ACTIVITY:
Begin at the line below that has "Or maybe that's" and stop after the line that has "[the remark this". Please restate only those lines, word for word.

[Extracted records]

PR #1795, opened 2020-12-29
Bug 1679710 - Remove duplicates from Concordance search results.

jotes:
@mathjazz r?

### DIFF
--- a/.vscode/settings.json
+++ b/.vscode/settings.json
@@ -1,0 +1,5 @@
+{
+    "python.linting.pylintEnabled": false,
+    "python.linting.flake8Enabled": true,
+    "python.linting.enabled": true
+}
--- a/.vscode/settings.json
+++ b/.vscode/settings.json
@@ -1,5 +1,0 @@
-{
-    "python.linting.pylintEnabled": false,
-    "python.linting.flake8Enabled": true,
-    "python.linting.enabled": true
-}
--- a/pontoon/machinery/tests/test_views.py
+++ b/pontoon/machinery/tests/test_views.py
@@ -299,27 +299,35 @@ def test_view_concordance_search(client, project_a, locale_a, resource_a):
         "/concordance-search/", {"text": "cdd", "locale": locale_a.code},
     )
     result = json.loads(response.content)
-    assert result == [
-        {
-            u"project_name": project_a.name,
-            u"quality": 86,
-            u"source": u"abaf",
-            u"target": u"ccdd",
-        }
-    ]
+    assert result == {
+        "results": [
+            {
+                u"entity_id": entities[1].pk,
+                u"project_name": project_a.name,
+                u"project_slug": project_a.slug,
+                u"source": u"abaf",
+                u"target": u"ccdd",
+            }
+        ],
+        "has_next": False,
+    }
 
     response = client.get(
         "/concordance-search/", {"text": "abaa", "locale": locale_a.code},
     )
     result = json.loads(response.content)
-    assert result == [
-        {
-            u"project_name": project_a.name,
-            u"quality": 100,
-            u"source": u"abaa",
-            u"target": u"ccc",
-        }
-    ]
+    assert result == {
+        "results": [
+            {
+                u"entity_id": entities[0].pk,
+                u"project_name": project_a.name,
+                u"project_slug": project_a.slug,
+                u"source": u"abaa",
+                u"target": u"ccc",
+            }
+        ],
+        "has_next": False,
+    }
 
 
 @pytest.mark.django_db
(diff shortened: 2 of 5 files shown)


mathjazz (commented):
Thanks for the patch!

If I understand correctly, only one result per project will be returned, even if various TranslationMemoryEntries are found and both, source and target are different.

I've changed the 2nd `TranslationMemoryEntry`'s `target` from "ccc1" and the test still passed. I believe it shouldn't - we should get two matches. And I also think we should get two matches in the existing test, because `source` is different.

We should only group results where all three columns are identical: `source`, `target` and `project__name`. The frontend could then also group the results where `source` and `target` are the same, and list all the projects (it already does that for the default Machinery results).

.vscode/settings.json
```diff
@@ -0,0 +1,5 @@
+{
+    "python.linting.pylintEnabled": false,
+    "python.linting.flake8Enabled": true,
+    "python.linting.enabled": true
+}
```
mathjazz, line 5: 👀

pontoon/machinery/utils.py
```diff
@@ -71,9 +71,11 @@ def get_concordance_search_data(text, locale):
     )
     search_query = reduce(operator.and_, search_filters)
 
-    search_query_results = base.models.TranslationMemoryEntry.objects.filter(
-        search_query
-    ).values_list("source", "target", "project__name")
+    search_query_results = (
+        base.models.TranslationMemoryEntry.objects.filter(search_query)
+        .values_list("source", "target", "project__name")
```
mathjazz, line 76: While we're at it, maybe also add these two fields?
https://github.com/mozilla/pontoon/pull/1794#discussion_r549899420

pontoon/machinery/tests/test_views.py
```diff
@@ -320,3 +320,61 @@ def test_view_concordance_search(client, project_a, locale_a, resource_a):
...
+            "project_name": "Project A",
+            "quality": 100,
+        },
+        {
+            "source": "abaf",
+            "target": "cccbbb",
+            "project_name": "Project A",
+            "quality": 67,
+        },
+    ]
```
mathjazz, line 380: This test will pass even without the changes you've made to the `get_concordance_search_data()`.

pontoon/machinery/utils.py
```diff
@@ -73,26 +73,34 @@ def get_concordance_search_data(text, locale):
...
         {
             "source": source,
             "target": target,
+            "entity_id": entity_id,
             "project_name": project_name,
+            "project_slug": project_slug,
             "quality": max(
                 int(round(Levenshtein.ratio(text, target) * 100)),
                 int(round(Levenshtein.ratio(text, source) * 100)),
             ),
```
mathjazz, line 90: We're just adding `quality` to `search_query_results` here... And then we remove it again below.

I wonder if there's a more elegant way to sort, something like:
```python
def key(e):
    quality = max(int(...), int(...))
    return quality, e["target"]

return search_query_results.sort(key=key, reverse=True)
```

Or maybe that's slower? In this case I'd add a comment why we're doing it the way we're doing it.

pontoon/machinery/views.py
```diff
@@ -75,6 +76,8 @@ def concordance_search(request):
     try:
         text = request.GET["text"]
         locale = request.GET["locale"]
+        page_results_limit = int(request.GET.get("limit", 100))
+        page = int(request.GET.get("page", 1))
     except MultiValueDictKeyError as e:
```
mathjazz, line 81: We should also catch a `ValueError` here in case `limit` or `page` aren't integers. Then we also don't need to catch `PageNotAnInteger` below.

mathjazz (commented):
Nice job! I only added a couple of ideas for potential improvements.

pontoon/machinery/utils.py
jotes: I tried to avoid using too much lambdas and internal functions because they often decrease readability for other people I've worked with. I can switch into your version.

pontoon/machinery/utils.py
```diff
@@ -73,26 +73,34 @@ def get_concordance_search_data(text, locale):
 
     search_query_results = (
         base.models.TranslationMemoryEntry.objects.filter(search_query)
-        .values_list("source", "target", "project__name")
+        .values_list("source", "target", "entity__pk", "project__name", "project__slug")
```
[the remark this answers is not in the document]
jotes: I think that `pk` is more suitable because it's suggested by the Django project. I unified the rest of the patch to use it.

mathjazz (approved):
Great work! Thanks!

ANSWER TO THIS TASK:
Or maybe that's slower? In this case I'd add a comment why we're doing it the way we're doing it.

pontoon/machinery/views.py
```diff
@@ -75,6 +76,8 @@ def concordance_search(request):
     try:
         text = request.GET["text"]
         locale = request.GET["locale"]
+        page_results_limit = int(request.GET.get("limit", 100))
+        page = int(request.GET.get("page", 1))
     except MultiValueDictKeyError as e:
```
mathjazz, line 81: We should also catch a `ValueError` here in case `limit` or `page` aren't integers. Then we also don't need to catch `PageNotAnInteger` below.

mathjazz (commented):
Nice job! I only added a couple of ideas for potential improvements.

pontoon/machinery/utils.py
jotes: I tried to avoid using too much lambdas and internal functions because they often decrease readability for other people I've worked with. I can switch into your version.

pontoon/machinery/utils.py
```diff
@@ -73,26 +73,34 @@ def get_concordance_search_data(text, locale):
 
     search_query_results = (
         base.models.TranslationMemoryEntry.objects.filter(search_query)
-        .values_list("source", "target", "project__name")
+        .values_list("source", "target", "entity__pk", "project__name", "project__slug")
```
[the remark this answers is not in the document]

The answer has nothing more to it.